Keep It Private: Unsupervised Privatization of Online Text
Calvin Bao, Marine Carpuat
TL;DR
The paper tackles privacy in online text by addressing authorship attribution through unsupervised privatization. It introduces Keep It Private (KiP), a reinforcement-learning framework that fine-tunes large language models to produce meaning-preserving rewrites that obscure author identity, guided by a multi-component reward including neural author-embedding privacy (LUAR), semantic preservation (SBERT), and grammatical soundness (CoLA). Evaluated on a large Reddit corpus and an out-of-domain BLOG dataset, KiP models substantially improve attribution and verification evasion relative to baselines, with paraphrase-focused variants offering the best balance between privacy and content fidelity.
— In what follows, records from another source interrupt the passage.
PR #1601, opened 2026-08-24
fix(control-plane): don't stop a sandbox for inactivity mid-execution

duboff:
## Summary

The inactivity watchdog stops a sandbox while it is still executing a message, which kills the running tool call and fails the message with `Execution timed out (stuck processing)`.

`last_activity` is only refreshed by sandbox events — `tool_call`, `step_start`, `step_finish`, `artifact` (`session/sandbox-events.ts`). Heartbeats do not count. A single long tool call emits one event when it starts and one when it finishes, so anything quiet for longer than `SANDBOX_INACTIVITY_TIMEOUT_MS` (default 10 min) looks abandoned while it is actually working: a slow build, a long test suite, a poll loop waiting on CI.

With no client WebSocket attached — every automation and bot-driven session — `evaluateInactivityTimeout` returns `timeout`, the manager snapshots and stops the sandbox, and `createAlarmHandler` sees a non-`no_action` lifecycle result and calls `failStuckProcessingMessage()`. The user sees an execution-timeout error roughly 10 minutes into a turn, with `EXECUTION_TIMEOUT_MS` (default 7200s) nowhere near elapsed.

The `extend`-with-warning branch for connected clients shows the intent is to reap *abandoned* sessions. Reaping a live execution looks unintended.

### The change

- `InactivityState` gains a required `hasInFlightExecution` field. Required, not optional, so a future caller has to answer the question rather than silently inherit the old behaviour.
- When the threshold is crossed and an execution is in flight, return `schedule` at `minCheckIntervalMs` instead of `timeout`. The ordinary idle countdown resumes once the execution finishes. It takes precedence over the `extend` branch, whose "sandbox will stop in 5 minutes due to inactivity" warning is wrong mid-run.
- `handleAlarm` takes a `SandboxAlarmOptions` argument to receive it. `createAlarmHandler` already reads the processing message to evaluate the execution timeout, so the fact costs nothing extra to pass down, and the lifecycle manager stays independent of the message queue.

The execution timeout alarm remains the backstop for a run that never completes. The trade-off is that a session wedged in `processing` with a live heartbeat now holds its sandbox until that timeout rather than 10 minutes — deliberate, since the alternative is killing legitimate long-running work.

## Test plan

- [x] `evaluateInactivityTimeout` returns `schedule` when activity is stale by 3x the timeout and an execution is in flight
- [x] the in-flight check takes precedence over the connected-client extension
- [x] `handleAlarm({ hasInFlightExecution: true })` returns `no_action` and neither snapshots, stops, nor shuts down the sandbox
- [x] the alarm handler passes `hasInFlightExecution: true` when a message is processing and `false` when none is
- [x] all three new assertions fail with the guard removed (verified by reverting it)
- [x] `npx vitest run` in `packages/control-plane` — 203 files, 3171 tests pass
- [x] `npm run typecheck -w @open-inspect/control-plane`
- [x] eslint and prettier clean on the changed files

## Summary by CodeRabbit

* **Bug Fixes**
  * Sandboxes with executions in progress are no longer incorrectly considered idle.
  * In-flight executions are protected from inactivity-based shutdowns, even when no clients are connected.
  * Alarm handling now preserves active processing and avoids incorrectly marking it as stuck.
* **Tests**
  * Added coverage for timeout scheduling, execution completion, and connected-client behavior.

### DIFF
--- a/packages/control-plane/src/sandbox/lifecycle/manager.ts
+++ b/packages/control-plane/src/sandbox/lifecycle/manager.ts
@@ -294,10 +294,10 @@ export interface SandboxAlarmOptions {
   /**
    * Whether a message is still being executed. The caller owns message state
    * (the lifecycle manager deliberately does not depend on the message queue),
-   * so it has to be passed in. Defaults to `false` for callers with no message
-   * queue at all.
+   * so it has to be passed in. Required, with no default: a caller that could
+   * omit it would silently reintroduce stopping a sandbox mid-execution.
    */
-  hasInFlightExecution?: boolean;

The results highlight the potential and challenges of deployable privacy-preserving text rewriting and call for robust, multi-adversary benchmarks to assess real-world risk.
Abstract
Authorship obfuscation techniques hold the promise of helping people protect their privacy in online communications by automatically rewriting text to hide the identity of the original author. However, obfuscation has been evaluated in narrow settings in the NLP literature and has primarily been addressed with superficial edit operations that can lead to unnatural outputs. In this work, we introduce an automatic text privatization framework that fine-tunes a large language model via reinforcement learning to produce rewrites that balance soundness, sense, and privacy. We evaluate it extensively on a large-scale test set of English Reddit posts by 68k authors composed of short-medium length texts. We study how the performance changes among evaluative conditions including authorial profile length and authorship detection strategy. Our method maintains high text quality according to both automated metrics and human evaluation, and successfully evades several automated authorship attacks.